Voiseed, a new Milan-based startup, aims to shake up the audio localization industry with a deep learning, virtual voice engine that allows content creators to easily and affordably create unique, expressive voice content.
Localization key to success
In today’s global world, there is a huge and growing consumer demand for high-quality localization – the translation and transformation of content into their own languages and cultures. And while English may be the default language in the tech industry, the consumer reality is quite different. For example, of the top five countries/markets for game revenue, China, the US, Japan, South Korean, and Germany, English is the dominant language in just one. In fact, of the total game revenue from the top ten, only about 35% comes from English-speaking countries/markets.
As Voiseed’s Co-founder and CEO, Andrea Ballista knows these kinds of numbers show that for content creators to succeed in increasingly competitive international markets, they can no longer rely on poor translations and robotic, artificial voices. They must translate and transform the words and speech into an equally satisfying and useful experience for users around the world.
“The voice is the primary medium in human interaction, capable of conveying a wide range of emotions that go far beyond the simple meaning of the words being spoken.”
Faster, faster, faster…
Yet, while technology has increased the efficiency of almost every step in the content creation process, consumers now expect new content and investors expect more profits within an ever-shrinking time frame. New releases, frequent updates, or promotional tie-ins are the new norm, and as if creating them in one language wasn’t difficult enough, it now needs to be done in multiple languages simultaneously and instantly.
Looking for a better way
While TTS (text to speech) systems already exist in the market, the voices they create are just not expressive, controllable, and easy-to-use: Voiseed is starting from use cases and creating the best tech to solve them, says Ballista.

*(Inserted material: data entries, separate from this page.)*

PR #48, opened 2025-05-28
Adds more examples and a benchmarking script

alexhroom:
This PR refactors the examples so they each consist of a function which creates the structure, and then the actual run is done in the `if __name__ == "__main__"` block. This makes it easier to just grab the structures of the examples so they can be run in a benchmarking script (which has been added as `benchmark.py` in the folder.

This also adds two additional examples:
- `antiferro_chain.py`: the structure from https://spinw.org/tutorials/02tutorial, to have a simple example where the rotations are not all trivial
- `kagome_supercell.py`: the structure from https://spinw.org/tutorials/08tutorial, a 3x3 supercell of the Kagome lattice to test an example for a large number of sites

### DIFF
--- a/examples/raw_calculations/antiferro_chain.py
+++ b/examples/raw_calculations/antiferro_chain.py
@@ -1,0 +1,41 @@
+"""Example of an antiferromagnetic chain.
+
+See https://spinw.org/tutorials/02tutorial
+"""
+
+import numpy as np
+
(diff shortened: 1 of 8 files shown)


alexhroom:
Reverting the Rust changes and moving them to a separate PR so we can call this "done" (although of course it doesn't work for the Rust!) and get it reviewed/merged

lucas-wilkins (approved):

PR #49, opened 2025-06-03
Update pyproject.toml to add build system

mducle:
* Add ADR to use ~~meson~~ maturin
* Add LICENSE (GPL-3)
* Add CITATION.cff

Otherwise a lot of boilerplate...


alexhroom:
of course this depends on whether we end up using rust but I've been using the [`maturin`](https://github.com/PyO3/maturin) build system for the rust mockup, which is first-rate built for mixed Rust/Python projects and is far more flexible to develop those mixed projects in (including built-in ability to compile mixed rust/python packages and publish them to pypi straight through the build system). it also supports `cffi` for C bindings

CITATION.cff
```diff
@@ -0,0 +1,36 @@
...
+    given-names: "Richard"
+    orcid: "https://orcid.org/0009-0006-4521-7950"
+  - family-names: "Jacobsen"
+    given-names: "Henrik"
+    orcid: "https://orcid.org/0000-0001-6950-3990"
+  - family-names: "Wilkins"
+    given-names: "Lucas"
+    orcid: "https://orcid.org/0000-0002-0149-3287"
+  - family-names: "Room"
+    given-names: "Alex"
```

His goal has always been to create an audio environment that seamlessly supports and enhances the user experience. In the industry for almost 30 years, a computer music studies graduate, Ballista co-founded Binari Sonori in 1994 and became audio director at Keywords Studios in 2015. He is well aware of the challenges and costs involved in creating the perfect soundscape.
“We have been working on multiple projects with more than 100 actors for the original production. If you want to localize them for five or more languages, you might need up to 500 additional international actors, making it extremely complicated, slow, and expensive.”
Ballista also knows the potential for a game-changing technology like Voiseed’s virtual voice engine. He estimates that the latent market in the industry to be in the billions of dollars, with Voiseed’s serviceable obtainable market share being $100M of a $4B serviceable available market.
New funding brings realization even closer
Recently, Voiseed’s ground-breaking technological innovation was recognized by the European Innovation Council (EIC) Accelerator program of the European Commission. From an extremely competitive field of over 4,000 start-ups and SMEs in the fields of healthcare, digital technologies, energy, biotechnology, space, etc., Voiseed was selected to be one of 65 recipients to receive more than 3 million EUR in grant funding and equity investment.
“The EIC Accelerator is a unique European funding instrument of the European Innovation Council. It supports the development of top-class innovations through crowding-in private investors and offers a portfolio of services to support their scaling-up. With the European Innovation Council, we aim to bring Europe to the forefront of innovation and new technologies, by investing in new solutions for the health, environmental and societal challenges we are facing.”
-Mariya Gabriel, Commissioner for Innovation, Research, Culture, Education, and Youth
Harnessing the power of AI
On top of the tech, Voiseed has built a Virtual Studio platform where users can upload the text and audio of the original dialogue and its translation in all the relevant languages. Using unique deep learning algorithms and multi-character and multilingual voice emotional capabilities, the system creates natural and emotional character voices in all the target languages, transferring the expression of the source audio.
In addition to crafting unique voice textures, users will be able to control the emotional profile of the voice performance, edit the target text in real-time, and transfer the style and emotion from any reference audio file into any language.
A new solution is on the horizon
With years of experience in international voice production and localization in the entertainment market, AI research, software design, and global business management, Voiseed’s full-time core development team plans to start offering game dubbing in eight languages in 2022, adding video dubbing in sixteen languages in 2023, and full language market services in thirty-two languages by 2024.